An exception is observed with the two longer ∞Bench datasets (EnQA and EnMC), where RAG outperforms LC for GPT-3.5-Turbo.
The study further shows that RAG and LC scores are closely aligned for most queries. In fact, the model predictions match exactly for 63% of queries, and in 70% of cases, the score difference is less than 10 in absolute value.
A study by Iowa State University and Pacific Northwest National Laboratory
In this study, the researchers explore how large language models (LLMs) help understand the complex documents associated with the National Environmental Policy Act (NEPA). To do this, they introduce a new benchmark called NEPAQuAD, which is a benchmark for evaluating LLMs on NEPA-related questions. It uses GPT-4 to generate questions from Environmental Impact Statement (EIS) passages, with answers and supporting text reviewed by experts for accuracy.

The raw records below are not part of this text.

PR #849, opened 2022-06-30
Inclusion rule display changes

gowthamrao:
This change shows percent of attrition in table instead of raw numbers (that are harder to interpet). plus the table is sorted by inclusion rule id order


azimov:
included in #860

The study examines three advanced LLMs—Claude Sonnet, Gemini, and GPT-4—designed to manage large contexts across different settings. It finds that NEPA documents pose significant challenges for these models, particularly in understanding complex semantics and processing lengthy texts. Additionally, the researchers implement an RAG approach based on the methodology described in the research paper here.
Results
The findings indicate that models enhanced with the RAG technique perform better than those simply fed with the entire PDF content as a long context. This suggests that incorporating relevant knowledge retrieval can significantly boost the performance of LLMs on tasks involving complex document comprehension, like those required in the NEPA domain.
The study's analysis of LLM performance across various question types indicates that all models excel at closed questions when provided with silver (RAG context) or gold data as context. Notably, RAG models and those using other contextual data generally perform best on closed questions but struggle with divergent and problem-solving questions, highlighting the effectiveness of RAG in enhancing performance for specific question types.
Conclusion
Long-context LLMs handle extensive text well but are costly due to high computational demands. RAG models, which integrate external knowledge, particularly excel at closed questions and specific tasks like NEPA document comprehension. While long-context models generally outperform RAG on long-context understanding tasks, RAG remains crucial for certain applications. Thus, RAG will continue to play a significant role alongside long-context LLMs.By employing advanced query understanding and tailoring RAG techniques to specific datasets, its performance could be further enhanced, ensuring it remains a valuable tool in various applications.